Crude Futures Rally on Surge in Equities, Dollar's Fall

Running up more than $2 on the New York Mercantile Exchange Monday, oil closed at the higher end of its current trading range just under $79 a barrel, spurred by a surge in the equities market led by renewed economic optimism, as well as a weakened greenback.

Light, sweet crude oil for December delivery traded up $2.55 from Friday's one-month low pricetag to settle at $78.90 on the NYMEX.

The energy commodity's reversal back into positive territory was driven by the market's shifting focus away from ballooning crude products and back to the dollar's battle royal against other international currencies. Typically, a weaker U.S. currency helps lift oil prices higher as investors are beckoned out of the greenback's safe haven and into riskier markets.

The market also took its cue to rally from higher-than-expected U.S. retail sales figures released Monday from the Commerce Department, which reported a 1.4% increase in spite of last month's grim consumer confidence and dismal unemployment rate.

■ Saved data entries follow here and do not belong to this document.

Issue #812, opened 2020-11-04
app: tx rejection when withdrawing dcr - payment of 0 is dust


karamble:
just saw this the first time. when trying to withdraw/empty out the trading account trough the app dcrd gives an error:
`withdraw error: sendrawtx error: -4: wallet.PublishTransaction(...)
is not standard: transaction output 1: payment of 0 is dust, raw tx:`

chappjc:
Withdraw does seem to have a logic issue with dust sometimes.  Apparently affects dcrd, maybe btc too.

chappjc:
Apparently just DCR since BTC's sendtoaddress has a subtract option we use that dcrwallet lacks, necessitating a custom txn.  I will look into this tonight.

PR #875, opened 2020-12-08
fix change handling in sendWithReturn when subtracting from existing out

chappjc:
Resolves https://github.com/decred/dcrdex/issues/812

### DIFF
--- a/client/asset/dcr/dcr.go
+++ b/client/asset/dcr/dcr.go
@@ -1175,16 +1175,10 @@ func (dcr *ExchangeWallet) Swap(swaps *asset.Swaps) ([]asset.Receipt, asset.Coin
 		return nil, nil, 0, fmt.Errorf("fewer outputs than swaps. %d < %d", len(baseTx.TxOut), swapCount)
 	}
 
-	// Grab a change address.
-	changeAddr, err := dcr.node.GetRawChangeAddress(dcr.ctx, dcr.acct, chainParams)
-	if err != nil {
-		return nil, nil, 0, fmt.Errorf("error creating change address: %w", translateRPCCancelErr(err))
-	}
-
 	// Add change, sign, and send the transaction.
 	dcr.fundingMtx.Lock()         // before generating change output
 	defer dcr.fundingMtx.Unlock() // hold until after returnCoins and lockFundingCoins(change)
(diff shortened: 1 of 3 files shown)


chappjc:
This is going to need careful review and thorough testing.  Still, I'm considering 0.1.4 for this given the [DCR withdraw bug](https://github.com/decred/dcrdex/issues/812) is solved by this.

chappjc:
TODO: if the withdraw amount is the entire balance, the dcr wallet backend could use the `sweepaccount` RPC for robustness.

client/asset/dcr/dcr.go
```diff
@@ -2195,64 +2179,85 @@ func (dcr *ExchangeWallet) signTx(baseTx *wire.MsgTx) (*wire.MsgTx, error) {
...
+			if err != nil {
+				return nil, nil, "", 0, err
+			}
+			dcr.log.Debugf("Change output size = %d, addr = %s", changeOutput.SerializeSize(), changeAddress.String())
+			changeAdded = true
+			baseTx.AddTxOut(changeOutput) // unsigned txn
+			remaining -= changeValue
 		} else {
-			changeOutput.Value -= int64(minFee + changeFees)
+			fmt.Println("DUSTING IT", changeValue, remaining, minFeeWithChange)
```
chappjc, line 2248: will remove

client/asset/dcr/dcr.go
```diff
@@ -2195,64 +2179,85 @@ func (dcr *ExchangeWallet) signTx(baseTx *wire.MsgTx) (*wire.MsgTx, error) {
...
-		size += changeSize
-		lastFee = feeRate * uint64(size)
-		subtractee.Value = int64(reservoir - lastFee)
+	// If change added or subtracting from an existing output, iterate on fees.
+	if changeAdded || subtractFrom >= 0 {
+		subtractee := changeOutput
+		if subtractFrom >= 0 {
+			subtractee = baseTx.TxOut[subtractFrom]
+		}
+		reservoir := remaining + uint64(subtractee.Value)
```
chappjc, line 2260: will comment on this in the code, but this reasoning is that `reservoir` is what is available for fees, `remaining` is what is presently already free and thus would be fees, and `subtractee.Value` is additional amount that can be add to fees or absorb excess fees from `remaining`.

buck54321 (approved):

"What a day for oil," commented Phil Flynn, vice president in charge of research for PFG Best in Chicago. "We really popped back up on that weak dollar, and the only time oil showed any weakness was when the manufacturing number out of New York came out worse than expected. But with gold hitting a record high, the copper market moving higher, and oil and gasoline joining the party, you couldn't keep the market down today."

OPEC Decision Could Put a Lid on $80-Oil

"Once again the dollar dominated the oil trade," noted Flynn, when reflecting on the primary driver in today's higher oil price.

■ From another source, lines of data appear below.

Issue #382, opened 2020-05-18
core: read out trade history in a portable format


buck54321:
The **db** package allows reading out orders and matches. It would be useful to format the info in CSV for importing into another program, e.g. spreadsheet. For the GUI, a history view could be provided for filtering and viewing the data, and a download button for exporting to CSV. Probably want an export method on the RPC server as well.

chappjc:
Assigned to @skynet0590

martonp:
I'll pick this up.

PR #877, opened 2020-12-09
implement export orders button on orders page

skynet0590:
Resolve issue #382

### DIFF
--- a/client/webserver/http.go
+++ b/client/webserver/http.go
@@ -231,6 +231,8 @@ func (s *WebServer) handleExportOrders(w http.ResponseWriter, r *http.Request) {
 		http.Error(w, http.StatusText(http.StatusInternalServerError), http.StatusInternalServerError)
 		return
 	}
+	w.Header().Set("Content-Disposition", "attachment; filename=orders.csv")
+	w.Header().Set("Content-Type", "text/csv")
 	csvWriter := csv.NewWriter(w)
 	err = csvWriter.Write([]string{
 		"Trade",
@@ -277,8 +279,6 @@ func (s *WebServer) handleExportOrders(w http.ResponseWriter, r *http.Request) {
 			return
 		}
 	}
-	w.Header().Set("Content-Disposition", "attachment; filename=orders.csv")
-	w.Header().Set("Content-Type", "text/csv")
 	csvWriter.Flush()
 }
 
--- a/client/webserver/http.go
+++ b/client/webserver/http.go
@@ -4,6 +4,7 @@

"The Fed chairman today was talking about the dollar, but he didn't seem overly concerned about what the dollar had done and fed into the bullish psychology by basically repeating that the Fed is going to keep interest rates low for the foreseeable future, which has put more pressure on the dollar and consequently has moved up the price of oil again," the analyst said.

Meanwhile on the OPEC front, president Jose Botelho de Vasconcelos said that the oil cartel is still contemplating a decision to revise crude production levels when it meets in December, but that $75-$80 a barrel is still a good price for oil. OPEC's current compliance was placed in line with previous cuts at 65%.

"OPEC's comments and production have held back prices already," Flynn contended. "By talking about increasing production and by producing a little more oil, OPEC has tempered the rise in oil prices. If OPEC didn't signal to the market that they were interested in keeping oil prices where they are, then oil would be higher."

Natural Gas Moves Closer to $5-Threshold

After a choppy trading session on the NYMEX Monday, natural gas futures rebounded to $4.614 per thousand cubic feet, up more than 20 cents from last week's low of $4.30.

"Although some analysts say the rally was due to colder weather, and that may be part of it, I think it was hard for natural gas to stay lower with all of the other markets up today," Flynn said.

"Natural gas was vulnerable to some short covering because of the heavy selling last week," he added. "That short covering was exasperated by all of the other commodities trading higher, and so natural gas got caught up in the buying frenzy today," the analyst concluded.